- PROMPT
The data below is to be retyped exactly, line by line.

DATA FOR THE TASK START

PR #2486, opened 2021-08-16
Make the submission comment form more compact.

### LINKED ISSUE #1445: Improve submission comment visibility interface
Replace the radio options with checkboxes so the user can pick the role(s) that the comment should be available for. The "All" option can then be removed.

This will need work on the backend to update code that controls the visibility of comments.

comment_visibility_interface

frjo:
Part of #1445


hypha/static_src/src/sass/apply/components/_form.scss
```diff
@@ -335,6 +335,39 @@
...
+
+        .id_message {
+            grid-area: message;
+        }
+
+        .id_visibility_0 {
+            grid-area: visibility;
+        }
+
+        .button {
```
sandeepsajan0, line 365: @frjo  I was also looking at the same issue. These changes look better than mine. Just one thing, we can add `margin-top: 0;` in here, it will be more closer to input area as it is mentioned in issue's comment.

PR #2495, opened 2021-08-20
Swith to django-tinymce from django-tinymce4-lite

sks444:
Related https://github.com/HyphaApp/hypha-issues/issues/1

### DIFF
--- a/hypha/apply/review/fields.py
+++ b/hypha/apply/review/fields.py
@@ -1,7 +1,7 @@
 from django import forms
 from django.forms import widgets
 from django.utils.safestring import mark_safe
-from tinymce import TinyMCE
+from tinymce.widgets import TinyMCE
 
 from hypha.apply.review.options import NA, RATE_CHOICES
 from hypha.apply.utils.options import MCE_ATTRIBUTES_SHORT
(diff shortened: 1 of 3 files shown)


frjo:
@sks444 Far easier than I anticipated. Nice! The TineMCE 5 editor seems to just work, tested it on a couple of submissions, comparing the results.

The extra word count feature found in does not work anymore however. It is a brittle solution that looks up classes and IDs a d replaces/adds text. https://github.com/HyphaApp/hypha/blob/main/hypha/static_src/src/javascript/apply/tinymce-word-count.js. But we can fix that in a separate issue.

Something we could add to this PR is turning of unused TinyMCE plugins.

https://github.com/HyphaApp/hypha/blob/main/hypha/apply/utils/options.py#L3-L24

We do not have buttons for either codesample, code, image or preview. Can we just remove them form the list?

sks444:
Done @frjo

Yeah, it is easier to move as `django-tinymce4-lite` was a fork of `django-tinymce` long time back. It was because `django-tinymce` was not supporting tinymce4 at the time.

I just hope that they didn't change anything major internally. But I can't find anything breaking so we're good to go.

PR #2498, opened 2021-08-20
Use FILE_ALLOWED_EXTENSIONS to validate form upload documents

sandeepsajan0:
Fixes [hypha-issues/2](https://github.com/HyphaApp/hypha-issues/issues/2)

### DIFF
--- a/hypha/public/forms/models.py
+++ b/hypha/public/forms/models.py
@@ -5,7 +5,7 @@ from django.conf import settings
 from django.core.files.storage import get_storage_class
 from django.core.serializers.json import DjangoJSONEncoder
 from django.db import models
-from django.forms import FileField
+from django.forms import FileField, FileInput
 from django.utils.decorators import method_decorator
 from django.utils.translation import gettext_lazy as _
 from django.views.decorators.cache import never_cache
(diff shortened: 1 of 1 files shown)


hypha/public/forms/models.py
```diff
@@ -42,7 +42,7 @@ class FormField(AbstractFormField):
 
 class ExtendedFormBuilder(FormBuilder):
     def create_document_field(self, field, options):
-        return FileField(**options)
+        return FileField(widget=FileInput(attrs={'accept': settings.FILE_ACCEPT_ATTR_VALUE}), **options)
```
frjo, line 45: I changed to FILE_ACCEPT_ATTR_VALUE so the formatting gets correct for the accept attribute.

frjo (changes requested):
This works nicely client side. We would need a check on the backend as well before saving the form.

sandeepsajan0:
We are already having these validations on file fields(on both Multi and Single FileField). These are checking the forms before saving. https://github.com/HyphaApp/hypha/blob/main/hypha/apply/stream_forms/fields.py#L51

@frjo Where else do you think we need it?

frjo:
The "Forms" are not using the uploads field from stream forms but a custom solution. So somewhere here maybe.

https://github.com/HyphaApp/hypha/blob/main/hypha/public/forms/models.py#L73-L93

frjo:
Rebased to get in some fixes so test run as they should.

sandeepsajan0:
@frjo I have tried to add validation in backend with custom clean method in form builder. Let me if it works good enough.

frjo (approved):

Erioldoesdesign:
Can this be merged?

DATA FOR THE TASK END

- PROBLEM SOLUTION
PR #2486, opened 2021-08-16
Make the submission comment form more compact.

### LINKED ISSUE #1445: Improve submission comment visibility interface
Replace the radio options with checkboxes so the user can pick the role(s) that the comment should be available for. The "All" option can then be removed.

This will need work on the backend to update code that controls the visibility of comments.

comment_visibility_interface

frjo:
Part of #1445


hypha/static_src/src/sass/apply/components/_form.scss
```diff
@@ -335,6 +335,39 @@
...
+
+        .id_message {
+            grid-area: message;
+        }
+
+        .id_visibility_0 {
+            grid-area: visibility;
+        }
+
+        .button {
```
sandeepsajan0, line 365: @frjo  I was also looking at the same issue. These changes look better than mine. Just one thing, we can add `margin-top: 0;` in here, it will be more closer to input area as it is mentioned in issue's comment.

PR #2495, opened 2021-08-20
Swith to django-tinymce from django-tinymce4-lite

sks444:
Related https://github.com/HyphaApp/hypha-issues/issues/1

### DIFF
--- a/hypha/apply/review/fields.py
+++ b/hypha/apply/review/fields.py
@@ -1,7 +1,7 @@
 from django import forms
 from django.forms import widgets
 from django.utils.safestring import mark_safe
-from tinymce import TinyMCE
+from tinymce.widgets import TinyMCE
 
 from hypha.apply.review.options import NA, RATE_CHOICES
 from hypha.apply.utils.options import MCE_ATTRIBUTES_SHORT
(diff shortened: 1 of 3 files shown)


frjo:
@sks444 Far easier than I anticipated. Nice! The TineMCE 5 editor seems to just work, tested it on a couple of submissions, comparing the results.

The extra word count feature found in does not work anymore however. It is a brittle solution that looks up classes and IDs a d replaces/adds text. https://github.com/HyphaApp/hypha/blob/main/hypha/static_src/src/javascript/apply/tinymce-word-count.js. But we can fix that in a separate issue.

Something we could add to this PR is turning of unused TinyMCE plugins.

https://github.com/HyphaApp/hypha/blob/main/hypha/apply/utils/options.py#L3-L24

We do not have buttons for either codesample, code, image or preview. Can we just remove them form the list?

sks444:
Done @frjo

Yeah, it is easier to move as `django-tinymce4-lite` was a fork of `django-tinymce` long time back. It was because `django-tinymce` was not supporting tinymce4 at the time.

I just hope that they didn't change anything major internally. But I can't find anything breaking so we're good to go.

PR #2498, opened 2021-08-20
Use FILE_ALLOWED_EXTENSIONS to validate form upload documents

sandeepsajan0:
Fixes [hypha-issues/2](https://github.com/HyphaApp/hypha-issues/issues/2)

### DIFF
--- a/hypha/public/forms/models.py
+++ b/hypha/public/forms/models.py
@@ -5,7 +5,7 @@ from django.conf import settings
 from django.core.files.storage import get_storage_class
 from django.core.serializers.json import DjangoJSONEncoder
 from django.db import models
-from django.forms import FileField
+from django.forms import FileField, FileInput
 from django.utils.decorators import method_decorator
 from django.utils.translation import gettext_lazy as _
 from django.views.decorators.cache import never_cache
(diff shortened: 1 of 1 files shown)


hypha/public/forms/models.py
```diff
@@ -42,7 +42,7 @@ class FormField(AbstractFormField):
 
 class ExtendedFormBuilder(FormBuilder):
     def create_document_field(self, field, options):
-        return FileField(**options)
+        return FileField(widget=FileInput(attrs={'accept': settings.FILE_ACCEPT_ATTR_VALUE}), **options)
```
frjo, line 45: I changed to FILE_ACCEPT_ATTR_VALUE so the formatting gets correct for the accept attribute.

frjo (changes requested):
This works nicely client side. We would need a check on the backend as well before saving the form.

sandeepsajan0:
We are already having these validations on file fields(on both Multi and Single FileField). These are checking the forms before saving. https://github.com/HyphaApp/hypha/blob/main/hypha/apply/stream_forms/fields.py#L51

@frjo Where else do you think we need it?

frjo:
The "Forms" are not using the uploads field from stream forms but a custom solution. So somewhere here maybe.

https://github.com/HyphaApp/hypha/blob/main/hypha/public/forms/models.py#L73-L93

frjo:
Rebased to get in some fixes so test run as they should.

sandeepsajan0:
@frjo I have tried to add validation in backend with custom clean method in form builder. Let me if it works good enough.

frjo (approved):

Erioldoesdesign:
Can this be merged?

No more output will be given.